▶ _WHAT THE EXERCISE ASKS_: Report, as a number alone, how many lines below contain the string "actually".

[Stored items]

────────

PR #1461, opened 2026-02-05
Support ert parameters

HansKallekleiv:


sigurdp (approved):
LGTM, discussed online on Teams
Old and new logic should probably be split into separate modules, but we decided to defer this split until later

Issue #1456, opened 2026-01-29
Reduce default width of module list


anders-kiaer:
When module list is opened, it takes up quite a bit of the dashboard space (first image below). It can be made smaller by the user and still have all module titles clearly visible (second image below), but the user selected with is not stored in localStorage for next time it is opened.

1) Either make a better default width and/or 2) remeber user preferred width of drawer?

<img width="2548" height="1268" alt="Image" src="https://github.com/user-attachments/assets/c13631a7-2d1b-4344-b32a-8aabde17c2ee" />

────────

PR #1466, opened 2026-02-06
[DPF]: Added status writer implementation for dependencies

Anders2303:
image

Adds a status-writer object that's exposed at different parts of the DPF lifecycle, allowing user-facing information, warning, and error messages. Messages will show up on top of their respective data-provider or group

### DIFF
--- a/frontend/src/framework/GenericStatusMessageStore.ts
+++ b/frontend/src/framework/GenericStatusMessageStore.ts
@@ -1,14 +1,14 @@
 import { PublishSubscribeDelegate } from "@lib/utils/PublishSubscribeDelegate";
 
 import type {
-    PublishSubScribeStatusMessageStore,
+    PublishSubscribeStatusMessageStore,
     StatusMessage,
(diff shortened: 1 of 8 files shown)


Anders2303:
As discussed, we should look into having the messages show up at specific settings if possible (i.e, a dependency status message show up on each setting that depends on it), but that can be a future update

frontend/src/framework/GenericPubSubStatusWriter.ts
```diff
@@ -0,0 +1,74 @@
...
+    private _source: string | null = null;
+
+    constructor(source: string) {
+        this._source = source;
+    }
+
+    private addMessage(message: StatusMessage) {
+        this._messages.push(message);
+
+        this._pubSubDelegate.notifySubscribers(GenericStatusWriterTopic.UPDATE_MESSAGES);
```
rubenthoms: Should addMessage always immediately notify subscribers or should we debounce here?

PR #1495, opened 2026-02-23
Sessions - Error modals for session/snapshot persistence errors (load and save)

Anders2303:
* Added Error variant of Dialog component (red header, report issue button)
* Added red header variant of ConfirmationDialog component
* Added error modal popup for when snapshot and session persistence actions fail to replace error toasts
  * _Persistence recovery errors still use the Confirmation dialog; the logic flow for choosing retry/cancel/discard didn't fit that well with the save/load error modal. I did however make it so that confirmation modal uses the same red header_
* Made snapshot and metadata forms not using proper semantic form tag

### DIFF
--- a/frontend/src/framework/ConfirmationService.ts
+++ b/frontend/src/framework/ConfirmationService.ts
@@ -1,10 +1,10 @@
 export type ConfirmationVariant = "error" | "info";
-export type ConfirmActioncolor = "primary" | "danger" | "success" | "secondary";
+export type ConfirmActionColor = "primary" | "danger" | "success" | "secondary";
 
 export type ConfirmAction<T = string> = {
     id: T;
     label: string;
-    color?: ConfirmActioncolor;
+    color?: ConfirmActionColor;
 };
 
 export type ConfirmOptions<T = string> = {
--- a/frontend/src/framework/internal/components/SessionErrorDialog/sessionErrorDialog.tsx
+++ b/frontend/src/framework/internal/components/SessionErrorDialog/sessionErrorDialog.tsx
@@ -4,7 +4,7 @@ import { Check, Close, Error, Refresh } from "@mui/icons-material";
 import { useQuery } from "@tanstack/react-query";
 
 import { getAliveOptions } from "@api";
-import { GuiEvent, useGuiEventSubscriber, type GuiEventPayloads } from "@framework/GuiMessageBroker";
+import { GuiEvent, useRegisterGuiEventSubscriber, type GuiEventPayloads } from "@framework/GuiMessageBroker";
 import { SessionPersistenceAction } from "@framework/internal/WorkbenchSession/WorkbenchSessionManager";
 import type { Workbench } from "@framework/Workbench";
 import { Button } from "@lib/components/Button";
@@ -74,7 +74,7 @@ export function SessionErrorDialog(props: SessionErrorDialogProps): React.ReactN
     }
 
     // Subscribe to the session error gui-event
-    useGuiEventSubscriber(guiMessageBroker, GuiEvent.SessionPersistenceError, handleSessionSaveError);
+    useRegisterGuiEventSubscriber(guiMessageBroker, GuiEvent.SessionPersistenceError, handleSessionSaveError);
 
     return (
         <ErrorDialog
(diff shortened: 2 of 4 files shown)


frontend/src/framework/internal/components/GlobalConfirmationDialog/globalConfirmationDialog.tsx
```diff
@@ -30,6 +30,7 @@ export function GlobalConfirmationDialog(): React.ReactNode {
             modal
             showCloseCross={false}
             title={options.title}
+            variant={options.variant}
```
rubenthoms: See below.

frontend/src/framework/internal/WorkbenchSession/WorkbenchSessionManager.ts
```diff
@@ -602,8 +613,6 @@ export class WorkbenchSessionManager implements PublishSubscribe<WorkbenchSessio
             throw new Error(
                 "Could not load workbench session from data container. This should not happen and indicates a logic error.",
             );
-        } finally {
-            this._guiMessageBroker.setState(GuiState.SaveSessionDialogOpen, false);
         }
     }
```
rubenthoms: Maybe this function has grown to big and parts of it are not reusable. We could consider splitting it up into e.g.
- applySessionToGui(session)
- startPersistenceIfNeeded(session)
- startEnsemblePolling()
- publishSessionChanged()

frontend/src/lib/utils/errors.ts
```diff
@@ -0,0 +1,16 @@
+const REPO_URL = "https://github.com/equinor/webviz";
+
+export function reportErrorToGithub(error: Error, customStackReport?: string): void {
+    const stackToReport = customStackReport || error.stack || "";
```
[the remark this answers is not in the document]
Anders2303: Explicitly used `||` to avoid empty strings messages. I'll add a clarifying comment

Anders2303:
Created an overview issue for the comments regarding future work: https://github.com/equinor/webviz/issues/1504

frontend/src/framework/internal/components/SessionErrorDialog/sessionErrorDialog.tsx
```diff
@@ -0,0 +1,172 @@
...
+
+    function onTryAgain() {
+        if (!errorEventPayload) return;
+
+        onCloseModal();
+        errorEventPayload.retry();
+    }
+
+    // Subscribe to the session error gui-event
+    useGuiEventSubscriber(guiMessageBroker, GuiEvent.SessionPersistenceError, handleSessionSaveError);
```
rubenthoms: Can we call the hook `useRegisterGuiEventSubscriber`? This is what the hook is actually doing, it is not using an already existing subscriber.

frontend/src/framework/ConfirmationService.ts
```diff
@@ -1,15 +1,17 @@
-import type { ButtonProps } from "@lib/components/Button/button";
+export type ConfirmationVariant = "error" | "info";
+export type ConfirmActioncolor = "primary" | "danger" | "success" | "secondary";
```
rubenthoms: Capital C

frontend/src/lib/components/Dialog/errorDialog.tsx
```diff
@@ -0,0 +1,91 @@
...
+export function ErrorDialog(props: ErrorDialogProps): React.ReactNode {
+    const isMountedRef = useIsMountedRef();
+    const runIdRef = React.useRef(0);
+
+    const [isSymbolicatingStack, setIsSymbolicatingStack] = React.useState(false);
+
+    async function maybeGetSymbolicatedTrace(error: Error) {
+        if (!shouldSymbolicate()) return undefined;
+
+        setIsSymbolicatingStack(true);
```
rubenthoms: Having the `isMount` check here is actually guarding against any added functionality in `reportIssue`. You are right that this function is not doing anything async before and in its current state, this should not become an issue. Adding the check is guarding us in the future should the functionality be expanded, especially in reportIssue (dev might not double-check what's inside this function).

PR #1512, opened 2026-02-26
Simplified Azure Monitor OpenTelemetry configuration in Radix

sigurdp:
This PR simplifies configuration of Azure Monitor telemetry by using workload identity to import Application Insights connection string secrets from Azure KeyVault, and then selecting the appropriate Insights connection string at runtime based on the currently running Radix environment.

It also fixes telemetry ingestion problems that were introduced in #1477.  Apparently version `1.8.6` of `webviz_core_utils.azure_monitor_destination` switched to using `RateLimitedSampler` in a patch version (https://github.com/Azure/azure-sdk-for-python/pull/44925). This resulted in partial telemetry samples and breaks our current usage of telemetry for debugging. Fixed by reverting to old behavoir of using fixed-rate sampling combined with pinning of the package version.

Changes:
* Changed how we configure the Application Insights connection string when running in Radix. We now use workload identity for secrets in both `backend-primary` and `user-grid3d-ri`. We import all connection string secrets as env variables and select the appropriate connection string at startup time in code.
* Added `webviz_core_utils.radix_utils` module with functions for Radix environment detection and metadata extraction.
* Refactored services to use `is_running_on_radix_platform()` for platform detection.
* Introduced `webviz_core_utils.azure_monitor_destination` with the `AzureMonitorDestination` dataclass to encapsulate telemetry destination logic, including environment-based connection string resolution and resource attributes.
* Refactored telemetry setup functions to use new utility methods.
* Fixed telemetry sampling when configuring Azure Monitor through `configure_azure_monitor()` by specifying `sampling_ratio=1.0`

────────

▶ _ANSWER TO THE EXERCISE_: 2